> [EXERCISE DESCRIPTION]: Filter the listing down to the lines containing the word "generating".

> [TASK MATERIAL]:
Issue #669, opened 2019-04-30
Add docs for preemptible VMs/GPUs


sarahmaddox:
The draft content is available in a Google Doc written by the engineering team.

PR #699, opened 2019-05-14
Added Pipelines preemptible VMs and GPUs

sarahmaddox:
Fixes https://github.com/kubeflow/website/issues/669

---
This change is [Reviewable](https://reviewable.io/reviews/kubeflow/website/699)

### DIFF
--- a/content/docs/pipelines/preemptible.md
+++ b/content/docs/pipelines/preemptible.md
@@ -1,6 +1,6 @@
 +++
-title = "Using Preemptible VMs and GPUs"
-description = "Configuring preemptible VMs and GPUs for Kubeflow Pipelines"
+title = "Using Preemptible VMs and GPUs on GCP"
+description = "Configuring preemptible VMs and GPUs for Kubeflow Pipelines on GCP"
 weight = 65
 +++
 
@@ -99,8 +99,8 @@ The above function works for both methods of generating the `ContainerOp`:
 
 **Note**: 
 
-+   Include `.set_retry(#NUM_RETRY)`in the `ContainerOp` to retry the
-    task after Compute Engine has preempted the VM.
++   Call `.set_retry(#NUM_RETRY)` on your `ContainerOp` to retry 
+    the task after the task is preempted.
 +   If you modified the
     [node taint](https://cloud.google.com/kubernetes-engine/docs/how-to/node-taints)
     when creating the node pool, pass the same node toleration to the
@@ -218,11 +218,11 @@ The above function works for both methods of generating the `ContainerOp`:
 
 **Note**: 
 
-+   Include `.set_gpu_limit(#NUM_GPUs, GPU_VENDOR)` in the `ContainerOp`
-    to specify the GPU limit (for example, `1`) and vendor (for example,
-    `'nvidia'`).
-+   Include `.set_retry(#NUM_RETRY)`in the `ContainerOp` to retry the task
-    after Compute Engine has preempted the VM.
++   Call `.set_gpu_limit(#NUM_GPUs, GPU_VENDOR)` on your 
+    `ContainerOp` to specify the GPU limit (for example, `1`) and vendor (for 
+    example, `'nvidia'`).
++   Call `.set_retry(#NUM_RETRY)` on your `ContainerOp` to retry 
+    the task after the task is preempted.
 +   If you modified the
     [node taint](https://cloud.google.com/kubernetes-engine/docs/how-to/node-taints)
     when creating the node pool, pass the same node toleration to the
--- a/content/docs/pipelines/preemptible.md
+++ b/content/docs/pipelines/preemptible.md
@@ -1,0 +1,314 @@
++++
+title = "Using Preemptible VMs and GPUs"
+description = "Configuring preemptible VMs and GPUs for Kubeflow Pipelines"
+weight = 65
++++
+
+This document describes how to configure preemptible virtual machines
+([preemptible VMs](https://cloud.google.com/kubernetes-engine/docs/how-to/preemptible-vms))
+and GPUs on preemptible VM instances
+([preemptible GPUs](https://cloud.google.com/compute/docs/instances/preemptible#preemptible_with_gpu))
+for your workflows running on Kubeflow Pipelines on Google Cloud Platform (GCP). 
+
+## Introduction
+
+Preemptible VMs are [Compute Engine VM 
+instances](https://cloud.google.com/compute/docs/instances/) that last a maximum 
+of 24 hours and provide no availability guarantees. The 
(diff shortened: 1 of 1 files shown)


sarahmaddox:
Preview: https://deploy-preview-699--competent-brattain-de2d6d.netlify.com/docs/pipelines/preemptible/

sarahmaddox:
This PR is ready for review. Adding a hold to allow for multiple reviewers.

/hold

content/docs/pipelines/preemptible.md
```diff
@@ -0,0 +1,314 @@
...
+The above function works for both methods of generating the `ContainerOp`:
+
++   The `ContainerOp` generated from 
+[`kfp.components.func_to_container_op`](https://github.com/kubeflow/pipelines/blob/master/sdk/python/kfp/components/_python_op.py).
++   The `ContainerOp` generated from the task factory function, which is
+    loaded by [`components.load_component_from_url`](https://github.com/kubeflow/pipelines/blob/master/sdk/python/kfp/components/_components.py).
+
+**Note**: 
+
++   Include `.set_retry(#NUM_RETRY)`in the `ContainerOp` to retry the
```
aikidave: Space  between ` and in.

content/docs/pipelines/preemptible.md
```diff
@@ -0,0 +1,314 @@
...
+
+In the [DSL code](https://www.kubeflow.org/docs/pipelines/sdk/dsl-overview/) for
+your pipeline, add the following to the `ContainerOp` instance:
+
+    .apply(gcp.use_preemptible_nodepool())
+
+The above function works for both methods of generating the `ContainerOp`:
+
++   The `ContainerOp` generated from 
+[`kfp.components.func_to_container_op`](https://github.com/kubeflow/pipelines/blob/master/sdk/python/kfp/components/_python_op.py).
```
gaoning777: Github can generate a link pointing to the specific line, in this example:
https://github.com/kubeflow/pipelines/blob/c3235d725eb1d1eb06b5600a8291967aa6cf518f/sdk/python/kfp/components/_python_op.py#L283

Here is how to get the link above.
When you click the line, there will be a 'three dot' on the left; Then click it, and choose 'Copy Permalink'. 
The other benefit for the generated link is its version fixed.

content/docs/pipelines/preemptible.md
```diff
@@ -0,0 +1,314 @@
...
++   The `ContainerOp` generated from the task factory function, which is
+    loaded by [`components.load_component_from_url`](https://github.com/kubeflow/pipelines/blob/master/sdk/python/kfp/components/_components.py).
```
gaoning777: The same as above: https://github.com/kubeflow/pipelines/blob/c3235d725eb1d1eb06b5600a8291967aa6cf518f/sdk/python/kfp/components/_components.py#L66

content/docs/pipelines/preemptible.md
gaoning777: This is part of my mistake. What I tried to say is:
call .set_retry(#NUM_RETRY) of your ContainerOp instances such that the pipeline system will retry the task when the task gets preempted.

> [RESPONSE TO THE EXERCISE]:
@@ -99,8 +99,8 @@ The above function works for both methods of generating the `ContainerOp`:
@@ -218,11 +218,11 @@ The above function works for both methods of generating the `ContainerOp`:
+The above function works for both methods of generating the `ContainerOp`:
+The above function works for both methods of generating the `ContainerOp`:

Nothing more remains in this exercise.